My Catholic journey began when I was 8 years old and being raised in a Methodist church. It started with a something of a supernatural experience. There was a voice in my head that head that kept speaking up whenever I was in church. The voice said, “Something is wrong.”
The voice matched the thoughts I had begun to have. I had started to wonder if my lifelong experience of God was going to be sitting on a hard bench listening to some man talk for forty-five minutes. For all the supernatural splendor I had read about in the Bible, my own experience of God seemed way too mundane. I kept wondering, “Isn’t there something more than this?”
“Isn’t there something more than this?”
The answer to my questions came when I was a senior in high school and started dating a Catholic boy. There was no Catholic Church in my hometown but Chris (who is now my husband) went to the church in the next town over. After we had been dating for a few weeks, he invited me to attend Mass with him. I was a terrified, but I agreed.
I was terrified because of the things I had heard about Catholics. My mother wouldn’t even say “Catholics” out loud. When I told her at age 9 that I wanted to be nun (I had just seen The Sound of Music) she said, “You can’t. You’d have to be (in a whisper) Catholic.” Then she told me that Catholics didn’t pray to God, they only prayed to Mary, and she passed it along to God for them. Also, they worshipped statues. I asked Chris about these strange practices, and he quickly assured me that my mother had been greatly misinformed. And when he explained transubstantiation to me, I thought, “That’s IT!” That was the thing that I had been craving – an experience of God that was tangible and transcendent!
So, I immediately signed up for RCIA class, right? Not so much. Chris and I chose different colleges and went our separate ways. For a while I kept going to Mass, but then a former-Jesuit religion professor told my Intro to Western Religion class that Christianity was a fairy-tale, the Bible was put together by a quarelling committee, and everything our parents had taught us was a lot of silly superstition. The former-Jesuit was charming, funny, and smart, which happens to be my kryptonite. So, I declared myself an agnostic.
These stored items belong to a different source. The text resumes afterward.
PR #7019, opened 2023-01-20
Update ipn/store/awsstore/store_aws.go to wrap boolean values in aws.Bool

thisisaaronland:
`ssm.GetParameterInput` now requires that `WithDecryption` be passed by reference:

https://pkg.go.dev/github.com/aws/aws-sdk-go-v2/service/ssm#GetParameterInput

### DIFF
--- a/ipn/store/awsstore/store_aws.go
+++ b/ipn/store/awsstore/store_aws.go
@@ -105,7 +105,7 @@ func (s *awsStore) LoadState() error {
 		context.TODO(),
 		&ssm.GetParameterInput{
 			Name:           aws.String(s.ParameterName()),
-			WithDecryption: true,
+			WithDecryption: aws.Bool(true),
 		},
 	)
 
@@ -167,7 +167,7 @@ func (s *awsStore) persistState() error {
 		&ssm.PutParameterInput{
 			Name:      aws.String(s.ParameterName()),
 			Value:     aws.String(string(bs)),
-			Overwrite: true,
+			Overwrite: aws.Bool(true),
 			Tier:      ssmTypes.ParameterTierStandard,
 			Type:      ssmTypes.ParameterTypeSecureString,
 		},


bradfitz:
I assume this doesn't compile without go.mod updates?

bradfitz:
We'll handle this next time we bump deps. Unless there's some reason to bump this sooner?

thisisaaronland:
No rush. I was able to work around it with a fork and `replace` statements in go.mod files.

Thanks,

bradfitz:
> I assume this doesn't compile without go.mod updates?

This assumption was correct. This broke all our CI builds, which didn't leave a comment, but you can see at https://github.com/tailscale/tailscale/pull/7019/checks

> No rush. I was able to work around it with a fork and replace statements in go.mod files.

Can you back up and explain the problem?  I'm now assuming you were using tailscale as a library in your own project and your project's go.mod was using a newer version of the AWS sdk?

Pretty lame of them to break API like that, if so.

If so, that seems worthy of us updating to get past that breakage.

But you didn't lead with that problem statement and instead sent a patch which didn't compile (due to lack of the go.mod change) so I closed it for lack of context & lack of compiling.

bradfitz:
Now that I understand the problem I've sent #7025 to reapply this change with go.mod and depaware updates to pass CI.

thisisaaronland:
First, sorry about not updating the `go.mod` stuff. Everything built correctly on my machine but presumably that's because I had the relevant packages... somewhere in the Go-package-cache-kingdom. But, yes, it stands to reason that the tests would break without that update. My bad.

I am using the Tailscale `tsnet` stuff here:

* https://github.com/aaronland/go-http-server-tsnet

Which is then imported here:

* https://github.com/whosonfirst/go-whosonfirst-browser

Specifically: 

* https://github.com/whosonfirst/go-whosonfirst-browser#tailscale

Which is a bit confusing because everything compiled fine when the "v6" release was published last week:

* https://github.com/whosonfirst/go-whosonfirst-browser/blob/main/go.mod#L75

But then broke yesterday when compiling a new branch that, mysteriously, requires the same version of `aws-sdk-go-v2/service/ssm` (v1.33.1)

* https://github.com/whosonfirst/go-whosonfirst-browser/blob/edit-geom/go.mod#L93

So, I confess I'm not really sure _why_ I suddenly started getting this error yesterday and not sooner:

```
GOOS=linux go build -o main cmd/browser/main.go
# tailscale.com/ipn/store/awsstore
../../go/pkg/mod/tailscale.com@v1.34.2/ipn/store/awsstore/store_aws.go:108:20: cannot use true (untyped bool constant) as *bool value in struct literal
../../go/pkg/mod/tailscale.com@v1.34.2/ipn/store/awsstore/store_aws.go:170:15: cannot use true (untyped bool constant) as *bool value in struct literal
make: *** [lambda] Error 2
```

bradfitz:
https://research.swtch.com/vgo-mvs has details.

It broke for Tailscale because within the `tailscale.com` module (its `go.mod` universe) the minimum was one thing and worked for the code that the `tailscale.com` module was using. But in your other modules, the minimum for the AWS SDK across all modules was now higher, so the tailscale.com code built with that higher version and no longer worked.

This is AWS's fault for violating the rule of no API changes for a given import path in a non-v0 major version ("semantic import versioning" ... https://research.swtch.com/vgo-module)

thisisaaronland:
Right, but what's confusing to me is that when `go-whosonfirst-browser` was bumped to "v6" last week it replaced v1.27.6 of the `ssm` package (with v1.33.1 ) and required tailscale 1.34.2 which, in turn, required v1.17.1 of the `ssm` package. So I am not clear why the problem didn't manifest itself then.

https://github.com/whosonfirst/go-whosonfirst-browser/commit/ca8986cb60ec299396d74039f6747c3ece9c049d#diff-33ef32bf6c23acb95f5902d7097b7a1d5128ca061167ec0716715b0b9eeaa5f6R75

Issue #7020, opened 2023-01-20
client.Keys() incorrectly un-marshals API response


hbowron:
### What is the issue?

Per the [Tailscale API documentation](https://github.com/tailscale/tailscale/blob/main/api.md#tailnet-keys-get) (and some validation curls) `GET /api/v2/tailnet/:tailnet/keys ` return this format:
```
{"keys": [
	{"id": "kYKVU14CNTRL"},
	{"id": "k68VdZ3CNTRL"},
	{"id": "kJ9nq43CNTRL"},
	{"id": "kkThgj1CNTRL"}
]}
```

However the `client.Keys(ctx context.Context)` function is attempting to unmarshal the response into this incorrect struct:
https://github.com/tailscale/tailscale/blob/6edf357b96b28ee1be659a70232c0135b2ffedfd/client/tailscale/keys.go#L58-L60

### Steps to reproduce

This code:
```go
func main() {
	tailscale.I_Acknowledge_This_API_Is_Unstable = true

	client := tailscale.NewClient(os.Getenv("TAILSCALE_TAILNET"), tailscale.APIKey(os.Getenv("TAILSCALE_API_KEY")))
	keys, err := client.Keys(context.Background())
	if err != nil {
		log.Fatalf("failed to get keys: %v", err)
	}
}
```

returns the following error:
```
2023/01/20 04:51:18 failed to get keys: json: cannot unmarshal object into Go value of type []struct { ID string "json:\"id\"" }
exit status 1
```

### Are there any recent changes that introduced the issue?

This logic is unchanged from the original introduction of this function https://github.com/tailscale/tailscale/pull/6715, possible that the API return changed since then.

### Bug report

BUG-a9573e0e4ef0f542794101a105bce7fa0e00ef67fe9b11168448597cd391734d-20230120095521Z-7e36622137432ae1

PR #7021, opened 2023-01-20
client/tailscale/keys: fix client.Keys unmarshalling

hbowron:
Updates https://github.com/tailscale/tailscale/issues/7020

---
- To see the specific tasks where the Asana app for GitHub is being used, see below:
  - https://app.asana.com/0/0/1203810144085942

### DIFF
--- a/client/tailscale/keys.go
+++ b/client/tailscale/keys.go
@@ -55,14 +55,14 @@ func (c *Client) Keys(ctx context.Context) ([]string, error) {
 		return nil, handleErrorResponse(b, resp)
 	}
 
-	var keys []struct {
-		ID string `json:"id"`
+	var keys struct {
+		Keys []*Key `json:"keys"`
 	}
 	if err := json.Unmarshal(b, &keys); err != nil {
 		return nil, err
 	}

I figured that if God existed, He could explain it all to me when I got there and in the meantime, I didn’t need Him cramping my style.
A Second Chance
That lasted for fifteen years. Then, happily for me, my life blew up. It turns out that the trajectory of Original Sin does not lead to Nirvana, whether you believe in it or not. When my life became an unmanageable mess, I gave God a second chance. Halfway through my career I joined the Catholic Church. I knew that God had been calling me there since childhood. (I wrote about my conversion experience in detail in my new book The Sound of Silence: The Life and Canceling of a Heroic Jesuit Priest. (Yes, it took a Jesuit to save me from a Jesuit.)
Becoming Catholic Cost My Career
Becoming Catholic saved my life and my soul, but it cost me a career. As you have no doubt figured out, Hollywood is not a fan of faith and is specifically down on Christianity. I could have kept my mouth shut about it and my career would have continued its track, where every job I got was bigger and better and paid more than the one before. But I am incapable of keeping quiet about pretty much anything, so I became an out-the-closet Christian. In the first half of my career, I worked on many of the greatest shows in the history of television (M*A*S*H, Hill Street Blues, Moonlighting, Northern Exposure, etc.) I was nominated for seven Emmys and six WGA (Writers Guild of America) awards and many more awards. After I joined the Church in 1994 for a few more years because that was a during a brief period when “spirituality” was cool, even Christian spirituality. That era was cut short by all things LGBTQ+ and Christianity no longer counted as “spirituality.” Christians – especially Catholics — were bigots and hate mongers and many other choice adjectives.
After my conversion I had a series of part-time jobs, but not enough of them to afford to live in Los Angeles. I also had a baby when I was 45 years old (after Chris had returned and married me) and I did not want that baby to grow up in Los Angeles. I bailed on what was left of my career and we moved back to the southeast.
I spent about a decade grieving my career before I discovered that I love writing nonfiction. I plan to do that from now on. It doesn’t have any of the glamour or glitz (or money) of show business, but it gives me time to devote my life to the thing that God called me to be, a Catholic. I wouldn’t trade that for all the Emmys in the world.